## Requirement
The reply to the records below should contain exactly the lines from the line with "Issue #2063, opened 2022-01-10" through the line with "As far as I", and nothing besides.

(Saved data entries)
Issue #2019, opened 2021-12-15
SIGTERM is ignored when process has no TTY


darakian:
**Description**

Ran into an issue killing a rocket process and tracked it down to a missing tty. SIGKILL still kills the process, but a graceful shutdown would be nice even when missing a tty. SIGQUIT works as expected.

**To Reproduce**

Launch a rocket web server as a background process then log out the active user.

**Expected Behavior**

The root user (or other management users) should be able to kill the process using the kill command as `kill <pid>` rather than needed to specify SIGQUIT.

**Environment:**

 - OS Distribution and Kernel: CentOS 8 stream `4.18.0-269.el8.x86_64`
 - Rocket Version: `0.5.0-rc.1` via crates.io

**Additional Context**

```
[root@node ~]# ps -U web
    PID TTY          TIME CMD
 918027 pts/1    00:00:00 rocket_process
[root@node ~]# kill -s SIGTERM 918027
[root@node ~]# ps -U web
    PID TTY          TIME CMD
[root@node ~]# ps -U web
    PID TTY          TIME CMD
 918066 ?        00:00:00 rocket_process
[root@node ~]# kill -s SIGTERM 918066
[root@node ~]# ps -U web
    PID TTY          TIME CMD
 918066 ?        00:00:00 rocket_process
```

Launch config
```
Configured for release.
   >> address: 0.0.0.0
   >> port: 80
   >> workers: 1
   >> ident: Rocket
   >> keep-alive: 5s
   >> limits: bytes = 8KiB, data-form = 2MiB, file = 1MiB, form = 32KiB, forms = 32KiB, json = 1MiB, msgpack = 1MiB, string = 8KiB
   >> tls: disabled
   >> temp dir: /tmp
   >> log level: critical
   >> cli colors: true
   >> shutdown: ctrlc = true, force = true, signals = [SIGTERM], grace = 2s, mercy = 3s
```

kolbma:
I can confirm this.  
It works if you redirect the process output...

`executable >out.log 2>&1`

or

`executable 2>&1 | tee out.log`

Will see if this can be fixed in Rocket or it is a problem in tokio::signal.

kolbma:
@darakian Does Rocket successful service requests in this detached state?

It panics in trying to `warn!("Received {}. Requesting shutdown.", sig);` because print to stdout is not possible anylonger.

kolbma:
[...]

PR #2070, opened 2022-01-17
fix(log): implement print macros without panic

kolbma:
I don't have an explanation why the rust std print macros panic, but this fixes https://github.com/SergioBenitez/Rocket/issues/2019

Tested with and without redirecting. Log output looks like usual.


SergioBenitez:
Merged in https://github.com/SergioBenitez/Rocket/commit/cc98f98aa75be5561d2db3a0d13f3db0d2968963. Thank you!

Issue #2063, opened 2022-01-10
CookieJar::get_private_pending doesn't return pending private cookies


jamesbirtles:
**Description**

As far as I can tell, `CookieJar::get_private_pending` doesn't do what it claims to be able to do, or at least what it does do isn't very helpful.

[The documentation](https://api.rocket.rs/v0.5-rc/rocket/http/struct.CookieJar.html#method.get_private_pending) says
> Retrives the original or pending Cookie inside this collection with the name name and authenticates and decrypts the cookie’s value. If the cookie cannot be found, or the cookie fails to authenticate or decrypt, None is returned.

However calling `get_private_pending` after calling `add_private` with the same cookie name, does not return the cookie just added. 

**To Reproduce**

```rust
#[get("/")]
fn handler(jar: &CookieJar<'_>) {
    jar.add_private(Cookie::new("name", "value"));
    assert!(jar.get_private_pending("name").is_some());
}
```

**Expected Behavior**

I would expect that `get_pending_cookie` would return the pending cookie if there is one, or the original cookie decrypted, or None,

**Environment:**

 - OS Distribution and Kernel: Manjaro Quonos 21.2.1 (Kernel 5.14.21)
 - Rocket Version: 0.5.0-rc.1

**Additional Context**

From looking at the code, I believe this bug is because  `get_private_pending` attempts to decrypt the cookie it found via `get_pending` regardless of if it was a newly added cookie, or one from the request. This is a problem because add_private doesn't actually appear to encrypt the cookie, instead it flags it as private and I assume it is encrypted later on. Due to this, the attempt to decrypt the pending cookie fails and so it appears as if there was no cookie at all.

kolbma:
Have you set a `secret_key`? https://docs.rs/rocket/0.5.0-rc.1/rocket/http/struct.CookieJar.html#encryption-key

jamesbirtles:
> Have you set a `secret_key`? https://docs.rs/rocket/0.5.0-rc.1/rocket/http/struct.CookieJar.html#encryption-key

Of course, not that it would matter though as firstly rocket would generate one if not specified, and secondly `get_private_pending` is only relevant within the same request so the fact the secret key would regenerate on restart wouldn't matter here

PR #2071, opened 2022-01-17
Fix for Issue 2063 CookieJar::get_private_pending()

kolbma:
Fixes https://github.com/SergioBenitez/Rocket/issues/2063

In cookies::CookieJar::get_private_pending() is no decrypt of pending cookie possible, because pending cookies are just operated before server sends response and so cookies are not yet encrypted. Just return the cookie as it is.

---

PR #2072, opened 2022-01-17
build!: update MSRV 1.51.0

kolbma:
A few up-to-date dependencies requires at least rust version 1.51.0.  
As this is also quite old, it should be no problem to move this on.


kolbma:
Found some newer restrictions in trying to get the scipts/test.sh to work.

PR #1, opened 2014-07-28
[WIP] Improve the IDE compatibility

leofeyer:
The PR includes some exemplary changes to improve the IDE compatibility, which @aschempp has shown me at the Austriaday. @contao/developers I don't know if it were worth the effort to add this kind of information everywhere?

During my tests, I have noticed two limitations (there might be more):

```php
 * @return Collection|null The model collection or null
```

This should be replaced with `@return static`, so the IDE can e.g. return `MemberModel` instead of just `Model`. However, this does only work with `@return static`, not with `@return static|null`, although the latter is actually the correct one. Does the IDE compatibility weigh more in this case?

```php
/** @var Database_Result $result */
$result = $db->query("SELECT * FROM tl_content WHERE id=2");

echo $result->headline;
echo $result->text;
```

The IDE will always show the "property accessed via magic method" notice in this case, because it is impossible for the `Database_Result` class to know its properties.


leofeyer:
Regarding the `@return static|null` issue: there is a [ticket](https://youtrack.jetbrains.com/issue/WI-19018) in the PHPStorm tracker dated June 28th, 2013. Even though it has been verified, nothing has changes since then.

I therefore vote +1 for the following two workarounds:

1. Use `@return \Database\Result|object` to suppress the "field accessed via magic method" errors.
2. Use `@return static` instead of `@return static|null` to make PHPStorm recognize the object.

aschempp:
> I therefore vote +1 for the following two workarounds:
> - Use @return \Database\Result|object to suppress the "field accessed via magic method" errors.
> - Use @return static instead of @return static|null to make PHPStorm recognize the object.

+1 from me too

==

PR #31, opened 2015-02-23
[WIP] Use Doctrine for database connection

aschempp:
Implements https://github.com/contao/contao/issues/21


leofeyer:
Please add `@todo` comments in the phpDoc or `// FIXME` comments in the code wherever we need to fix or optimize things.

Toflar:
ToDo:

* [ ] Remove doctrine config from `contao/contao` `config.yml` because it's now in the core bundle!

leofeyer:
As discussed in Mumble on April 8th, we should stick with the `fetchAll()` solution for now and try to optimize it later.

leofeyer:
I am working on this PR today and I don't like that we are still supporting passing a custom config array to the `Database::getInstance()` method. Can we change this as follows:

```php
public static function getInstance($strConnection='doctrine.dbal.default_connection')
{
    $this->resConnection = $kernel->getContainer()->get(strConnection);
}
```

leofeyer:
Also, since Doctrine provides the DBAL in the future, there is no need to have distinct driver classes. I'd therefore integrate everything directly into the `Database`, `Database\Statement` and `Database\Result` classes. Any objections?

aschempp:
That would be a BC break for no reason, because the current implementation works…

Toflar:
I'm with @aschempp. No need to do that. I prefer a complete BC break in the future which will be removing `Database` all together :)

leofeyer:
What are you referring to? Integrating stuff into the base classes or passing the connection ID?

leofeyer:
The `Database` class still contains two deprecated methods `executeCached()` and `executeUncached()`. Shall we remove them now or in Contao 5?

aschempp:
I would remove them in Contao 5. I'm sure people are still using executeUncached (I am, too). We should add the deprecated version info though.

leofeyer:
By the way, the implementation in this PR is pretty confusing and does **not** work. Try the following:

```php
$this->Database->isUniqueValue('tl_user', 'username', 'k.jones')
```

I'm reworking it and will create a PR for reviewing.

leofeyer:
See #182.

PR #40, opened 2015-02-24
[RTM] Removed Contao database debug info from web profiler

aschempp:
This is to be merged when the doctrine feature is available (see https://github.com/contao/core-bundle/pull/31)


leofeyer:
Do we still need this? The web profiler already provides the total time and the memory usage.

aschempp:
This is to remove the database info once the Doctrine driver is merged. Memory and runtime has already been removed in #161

## Completed exercise
Issue #2063, opened 2022-01-10
CookieJar::get_private_pending doesn't return pending private cookies


jamesbirtles:
**Description**

As far as I can tell, `CookieJar::get_private_pending` doesn't do what it claims to be able to do, or at least what it does do isn't very helpful.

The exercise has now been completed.